Stored data entries
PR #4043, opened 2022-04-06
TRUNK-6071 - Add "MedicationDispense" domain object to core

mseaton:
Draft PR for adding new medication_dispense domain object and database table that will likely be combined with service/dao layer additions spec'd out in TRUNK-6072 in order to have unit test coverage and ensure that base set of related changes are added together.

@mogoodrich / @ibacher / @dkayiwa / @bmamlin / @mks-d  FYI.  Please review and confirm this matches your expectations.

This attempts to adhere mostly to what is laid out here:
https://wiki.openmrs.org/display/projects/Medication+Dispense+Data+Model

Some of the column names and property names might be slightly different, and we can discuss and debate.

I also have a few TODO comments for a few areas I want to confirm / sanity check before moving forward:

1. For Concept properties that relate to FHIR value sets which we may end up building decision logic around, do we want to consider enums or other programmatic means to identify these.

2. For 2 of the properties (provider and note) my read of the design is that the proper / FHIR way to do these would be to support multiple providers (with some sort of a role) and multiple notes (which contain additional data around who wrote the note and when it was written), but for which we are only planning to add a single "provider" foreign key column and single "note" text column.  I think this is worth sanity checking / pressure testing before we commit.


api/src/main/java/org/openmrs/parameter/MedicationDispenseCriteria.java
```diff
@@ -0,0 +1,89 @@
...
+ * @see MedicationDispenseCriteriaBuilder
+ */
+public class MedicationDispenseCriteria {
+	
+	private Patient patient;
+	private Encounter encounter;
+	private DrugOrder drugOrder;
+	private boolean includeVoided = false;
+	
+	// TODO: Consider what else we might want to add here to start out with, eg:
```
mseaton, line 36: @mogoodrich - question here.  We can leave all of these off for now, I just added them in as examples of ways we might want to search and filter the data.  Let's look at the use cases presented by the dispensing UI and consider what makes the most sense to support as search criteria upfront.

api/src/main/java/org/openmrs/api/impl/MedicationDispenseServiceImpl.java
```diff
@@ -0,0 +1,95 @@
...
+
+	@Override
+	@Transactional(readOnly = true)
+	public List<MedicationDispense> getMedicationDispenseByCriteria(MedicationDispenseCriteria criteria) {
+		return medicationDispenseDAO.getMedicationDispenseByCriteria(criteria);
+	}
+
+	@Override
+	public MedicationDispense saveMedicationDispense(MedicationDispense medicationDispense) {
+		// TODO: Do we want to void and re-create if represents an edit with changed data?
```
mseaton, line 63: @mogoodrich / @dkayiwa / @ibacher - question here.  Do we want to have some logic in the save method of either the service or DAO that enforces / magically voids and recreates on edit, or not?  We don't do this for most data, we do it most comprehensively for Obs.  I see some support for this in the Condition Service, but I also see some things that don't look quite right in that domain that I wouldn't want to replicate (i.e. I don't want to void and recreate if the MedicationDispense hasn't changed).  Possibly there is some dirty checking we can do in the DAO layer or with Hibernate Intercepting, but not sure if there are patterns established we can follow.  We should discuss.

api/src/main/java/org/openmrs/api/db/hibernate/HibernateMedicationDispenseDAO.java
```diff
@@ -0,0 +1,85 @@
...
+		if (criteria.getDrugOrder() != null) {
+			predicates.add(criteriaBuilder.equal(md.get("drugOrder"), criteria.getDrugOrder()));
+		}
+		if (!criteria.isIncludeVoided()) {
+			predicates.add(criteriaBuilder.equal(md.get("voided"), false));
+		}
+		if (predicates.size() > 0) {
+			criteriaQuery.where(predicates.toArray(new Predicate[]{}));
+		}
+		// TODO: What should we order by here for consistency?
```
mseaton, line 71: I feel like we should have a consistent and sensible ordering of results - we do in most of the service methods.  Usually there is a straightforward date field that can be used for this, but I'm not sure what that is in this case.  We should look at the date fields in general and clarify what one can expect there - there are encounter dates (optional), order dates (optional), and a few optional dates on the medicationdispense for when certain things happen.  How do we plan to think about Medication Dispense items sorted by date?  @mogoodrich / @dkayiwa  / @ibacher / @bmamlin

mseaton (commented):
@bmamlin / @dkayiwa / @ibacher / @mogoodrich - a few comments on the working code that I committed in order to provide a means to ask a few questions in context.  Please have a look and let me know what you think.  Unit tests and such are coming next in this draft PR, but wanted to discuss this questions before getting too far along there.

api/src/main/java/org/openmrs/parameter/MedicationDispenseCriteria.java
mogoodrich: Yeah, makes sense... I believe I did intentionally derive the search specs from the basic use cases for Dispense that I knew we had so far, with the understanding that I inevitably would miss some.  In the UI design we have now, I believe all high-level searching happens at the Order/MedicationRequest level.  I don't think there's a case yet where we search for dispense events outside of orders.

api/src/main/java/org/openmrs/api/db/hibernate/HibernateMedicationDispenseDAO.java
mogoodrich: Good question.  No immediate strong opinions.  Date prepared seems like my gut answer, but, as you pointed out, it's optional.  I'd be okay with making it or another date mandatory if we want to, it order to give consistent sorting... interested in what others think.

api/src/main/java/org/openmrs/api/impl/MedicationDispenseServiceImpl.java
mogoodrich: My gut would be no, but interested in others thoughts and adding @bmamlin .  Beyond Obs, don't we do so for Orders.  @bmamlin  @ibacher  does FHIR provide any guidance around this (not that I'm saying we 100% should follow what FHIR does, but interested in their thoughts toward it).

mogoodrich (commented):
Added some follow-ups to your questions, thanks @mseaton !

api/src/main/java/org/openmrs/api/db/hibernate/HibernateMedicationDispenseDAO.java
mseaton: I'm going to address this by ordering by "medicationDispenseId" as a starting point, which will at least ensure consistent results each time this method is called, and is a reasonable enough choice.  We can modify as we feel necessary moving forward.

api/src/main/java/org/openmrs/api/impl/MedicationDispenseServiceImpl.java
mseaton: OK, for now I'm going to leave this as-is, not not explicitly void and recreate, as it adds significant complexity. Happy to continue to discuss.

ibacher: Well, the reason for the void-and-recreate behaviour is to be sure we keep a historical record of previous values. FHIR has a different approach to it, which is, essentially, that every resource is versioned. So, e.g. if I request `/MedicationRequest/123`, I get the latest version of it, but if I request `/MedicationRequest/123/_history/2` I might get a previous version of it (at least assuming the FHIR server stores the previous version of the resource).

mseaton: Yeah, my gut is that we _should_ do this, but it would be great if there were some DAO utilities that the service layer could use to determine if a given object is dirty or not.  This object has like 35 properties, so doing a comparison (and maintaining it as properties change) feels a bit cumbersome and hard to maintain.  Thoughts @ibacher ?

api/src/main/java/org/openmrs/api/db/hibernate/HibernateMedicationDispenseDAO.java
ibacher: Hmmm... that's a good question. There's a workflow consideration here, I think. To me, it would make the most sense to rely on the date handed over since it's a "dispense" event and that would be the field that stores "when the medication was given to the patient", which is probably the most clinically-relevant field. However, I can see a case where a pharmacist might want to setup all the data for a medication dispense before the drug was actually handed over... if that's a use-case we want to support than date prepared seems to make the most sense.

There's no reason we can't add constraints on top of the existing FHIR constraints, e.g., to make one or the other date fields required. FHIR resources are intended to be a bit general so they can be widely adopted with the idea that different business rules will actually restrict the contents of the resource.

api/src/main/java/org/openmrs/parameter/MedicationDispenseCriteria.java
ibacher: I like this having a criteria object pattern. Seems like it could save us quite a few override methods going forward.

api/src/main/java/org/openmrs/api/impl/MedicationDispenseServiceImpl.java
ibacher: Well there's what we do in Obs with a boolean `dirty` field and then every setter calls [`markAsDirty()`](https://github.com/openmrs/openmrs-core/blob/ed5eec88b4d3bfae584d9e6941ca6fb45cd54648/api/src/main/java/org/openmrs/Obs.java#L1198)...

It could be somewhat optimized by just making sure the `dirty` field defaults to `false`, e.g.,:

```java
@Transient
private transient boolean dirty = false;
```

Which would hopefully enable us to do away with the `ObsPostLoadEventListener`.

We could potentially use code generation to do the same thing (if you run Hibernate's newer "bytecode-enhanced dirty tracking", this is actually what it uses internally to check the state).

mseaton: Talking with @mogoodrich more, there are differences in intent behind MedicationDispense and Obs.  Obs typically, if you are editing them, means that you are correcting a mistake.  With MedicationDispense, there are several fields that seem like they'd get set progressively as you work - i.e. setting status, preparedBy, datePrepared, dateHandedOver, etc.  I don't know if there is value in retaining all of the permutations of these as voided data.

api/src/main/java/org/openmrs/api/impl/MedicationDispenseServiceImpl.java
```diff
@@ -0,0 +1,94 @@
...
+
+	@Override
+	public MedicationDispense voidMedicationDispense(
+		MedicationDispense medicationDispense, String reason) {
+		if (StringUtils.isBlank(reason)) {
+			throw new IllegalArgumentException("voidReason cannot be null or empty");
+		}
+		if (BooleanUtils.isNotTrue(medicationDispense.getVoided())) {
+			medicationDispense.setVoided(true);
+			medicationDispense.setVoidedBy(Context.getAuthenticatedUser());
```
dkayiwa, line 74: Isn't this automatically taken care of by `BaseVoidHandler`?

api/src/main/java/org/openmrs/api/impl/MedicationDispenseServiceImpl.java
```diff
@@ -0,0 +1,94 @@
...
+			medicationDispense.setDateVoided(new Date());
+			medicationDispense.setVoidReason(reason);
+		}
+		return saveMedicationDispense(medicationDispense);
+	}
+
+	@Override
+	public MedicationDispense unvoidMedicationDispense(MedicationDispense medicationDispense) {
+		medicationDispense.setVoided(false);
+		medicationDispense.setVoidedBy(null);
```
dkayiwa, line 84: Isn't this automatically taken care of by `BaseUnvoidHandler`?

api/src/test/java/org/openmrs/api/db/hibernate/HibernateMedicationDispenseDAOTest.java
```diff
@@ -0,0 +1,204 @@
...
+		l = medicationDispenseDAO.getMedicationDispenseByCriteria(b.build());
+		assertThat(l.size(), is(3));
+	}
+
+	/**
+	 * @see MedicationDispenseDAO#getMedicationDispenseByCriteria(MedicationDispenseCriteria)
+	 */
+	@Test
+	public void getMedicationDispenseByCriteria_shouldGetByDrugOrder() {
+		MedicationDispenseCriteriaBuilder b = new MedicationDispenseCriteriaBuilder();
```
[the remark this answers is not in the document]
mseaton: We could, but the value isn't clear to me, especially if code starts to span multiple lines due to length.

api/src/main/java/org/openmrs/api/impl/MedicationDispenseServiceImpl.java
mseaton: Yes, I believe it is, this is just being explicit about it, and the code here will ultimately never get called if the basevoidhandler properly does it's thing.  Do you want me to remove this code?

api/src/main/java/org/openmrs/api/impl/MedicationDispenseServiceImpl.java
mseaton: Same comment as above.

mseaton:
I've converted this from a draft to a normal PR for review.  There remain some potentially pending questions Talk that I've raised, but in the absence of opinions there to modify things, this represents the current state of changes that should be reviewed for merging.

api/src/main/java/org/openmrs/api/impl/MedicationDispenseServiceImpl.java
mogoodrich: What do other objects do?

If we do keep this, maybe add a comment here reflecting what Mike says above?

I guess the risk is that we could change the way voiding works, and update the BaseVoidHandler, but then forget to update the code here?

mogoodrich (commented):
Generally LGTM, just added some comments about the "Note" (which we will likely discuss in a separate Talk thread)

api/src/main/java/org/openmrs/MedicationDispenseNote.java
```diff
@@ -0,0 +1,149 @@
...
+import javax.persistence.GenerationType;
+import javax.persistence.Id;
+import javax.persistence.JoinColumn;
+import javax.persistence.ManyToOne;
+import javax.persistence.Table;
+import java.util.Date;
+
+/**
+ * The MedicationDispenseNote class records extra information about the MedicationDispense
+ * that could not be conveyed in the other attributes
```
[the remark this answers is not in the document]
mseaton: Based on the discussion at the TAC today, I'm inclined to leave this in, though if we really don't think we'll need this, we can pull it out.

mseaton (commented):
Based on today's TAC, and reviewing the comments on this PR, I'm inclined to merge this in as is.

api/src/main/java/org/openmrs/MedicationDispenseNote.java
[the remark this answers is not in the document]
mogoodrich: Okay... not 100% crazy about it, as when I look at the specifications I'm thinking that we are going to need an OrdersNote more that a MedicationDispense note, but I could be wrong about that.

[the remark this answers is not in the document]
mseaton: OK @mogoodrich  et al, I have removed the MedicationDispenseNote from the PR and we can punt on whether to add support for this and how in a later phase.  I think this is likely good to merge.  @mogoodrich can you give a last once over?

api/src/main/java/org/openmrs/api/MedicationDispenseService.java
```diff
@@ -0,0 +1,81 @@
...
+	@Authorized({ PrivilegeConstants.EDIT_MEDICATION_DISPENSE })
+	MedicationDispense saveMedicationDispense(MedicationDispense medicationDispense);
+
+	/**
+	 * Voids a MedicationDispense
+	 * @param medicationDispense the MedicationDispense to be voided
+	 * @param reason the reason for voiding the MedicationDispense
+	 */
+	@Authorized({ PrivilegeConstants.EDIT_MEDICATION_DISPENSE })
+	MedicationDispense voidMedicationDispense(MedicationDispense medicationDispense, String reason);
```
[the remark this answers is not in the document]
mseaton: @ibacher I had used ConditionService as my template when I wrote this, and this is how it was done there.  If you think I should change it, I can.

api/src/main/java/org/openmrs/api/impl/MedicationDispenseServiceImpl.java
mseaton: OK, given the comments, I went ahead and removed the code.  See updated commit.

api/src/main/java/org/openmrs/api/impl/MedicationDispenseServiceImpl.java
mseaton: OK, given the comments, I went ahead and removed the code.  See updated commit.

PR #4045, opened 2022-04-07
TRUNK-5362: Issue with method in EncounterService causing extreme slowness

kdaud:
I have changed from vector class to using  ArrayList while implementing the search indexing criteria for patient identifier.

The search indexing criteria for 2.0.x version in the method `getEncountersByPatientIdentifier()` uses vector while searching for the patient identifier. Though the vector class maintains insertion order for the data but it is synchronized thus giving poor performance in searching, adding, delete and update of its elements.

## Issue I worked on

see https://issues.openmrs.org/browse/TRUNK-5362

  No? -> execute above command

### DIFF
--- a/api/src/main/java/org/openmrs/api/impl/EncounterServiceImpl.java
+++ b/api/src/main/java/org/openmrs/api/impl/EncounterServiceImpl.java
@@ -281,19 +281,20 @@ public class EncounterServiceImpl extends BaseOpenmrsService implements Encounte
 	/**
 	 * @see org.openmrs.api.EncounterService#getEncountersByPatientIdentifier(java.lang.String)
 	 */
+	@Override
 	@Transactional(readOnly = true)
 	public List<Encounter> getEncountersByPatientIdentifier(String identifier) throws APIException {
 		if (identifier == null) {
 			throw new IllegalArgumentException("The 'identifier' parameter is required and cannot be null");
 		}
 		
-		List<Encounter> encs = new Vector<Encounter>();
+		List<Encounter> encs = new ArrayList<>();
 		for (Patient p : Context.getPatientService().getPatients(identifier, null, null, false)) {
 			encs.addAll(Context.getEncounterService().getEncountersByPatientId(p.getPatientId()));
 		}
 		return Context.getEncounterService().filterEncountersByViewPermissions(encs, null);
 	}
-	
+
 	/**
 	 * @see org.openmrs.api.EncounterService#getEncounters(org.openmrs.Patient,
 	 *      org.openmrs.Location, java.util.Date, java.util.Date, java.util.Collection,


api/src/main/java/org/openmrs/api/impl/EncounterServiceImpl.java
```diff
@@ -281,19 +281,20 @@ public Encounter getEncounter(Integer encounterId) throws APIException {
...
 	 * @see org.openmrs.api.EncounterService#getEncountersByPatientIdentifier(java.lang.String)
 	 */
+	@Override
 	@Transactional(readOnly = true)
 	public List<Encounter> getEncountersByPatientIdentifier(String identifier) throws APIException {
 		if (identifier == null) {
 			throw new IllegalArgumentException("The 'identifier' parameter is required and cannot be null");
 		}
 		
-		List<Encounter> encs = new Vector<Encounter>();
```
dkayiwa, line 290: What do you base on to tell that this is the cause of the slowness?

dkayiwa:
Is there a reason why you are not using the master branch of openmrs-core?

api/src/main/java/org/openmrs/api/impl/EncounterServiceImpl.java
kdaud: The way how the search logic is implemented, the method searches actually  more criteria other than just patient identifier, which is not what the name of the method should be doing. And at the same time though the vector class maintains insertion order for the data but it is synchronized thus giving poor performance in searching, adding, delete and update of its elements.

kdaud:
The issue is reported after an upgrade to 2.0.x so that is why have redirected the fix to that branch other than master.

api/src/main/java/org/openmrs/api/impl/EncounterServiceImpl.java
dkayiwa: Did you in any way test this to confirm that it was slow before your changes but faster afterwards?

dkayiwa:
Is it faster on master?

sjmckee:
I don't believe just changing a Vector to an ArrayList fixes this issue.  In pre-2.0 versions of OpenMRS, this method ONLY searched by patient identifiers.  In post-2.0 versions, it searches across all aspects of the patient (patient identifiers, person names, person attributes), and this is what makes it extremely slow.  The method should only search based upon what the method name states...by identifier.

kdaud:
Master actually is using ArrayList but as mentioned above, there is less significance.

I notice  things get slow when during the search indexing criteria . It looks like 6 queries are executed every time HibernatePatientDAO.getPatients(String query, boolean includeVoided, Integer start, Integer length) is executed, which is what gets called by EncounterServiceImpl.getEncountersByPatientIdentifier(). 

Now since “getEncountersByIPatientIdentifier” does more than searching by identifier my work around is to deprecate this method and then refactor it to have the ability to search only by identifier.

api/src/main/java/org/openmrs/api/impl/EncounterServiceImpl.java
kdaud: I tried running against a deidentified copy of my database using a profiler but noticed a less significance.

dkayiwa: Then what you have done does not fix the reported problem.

▶ Task brief
A copy of each line above that holds the word "https" is the expected answer.

▶ Task response
https://wiki.openmrs.org/display/projects/Medication+Dispense+Data+Model
ibacher: Well there's what we do in Obs with a boolean `dirty` field and then every setter calls [`markAsDirty()`](https://github.com/openmrs/openmrs-core/blob/ed5eec88b4d3bfae584d9e6941ca6fb45cd54648/api/src/main/java/org/openmrs/Obs.java#L1198)...
see https://issues.openmrs.org/browse/TRUNK-5362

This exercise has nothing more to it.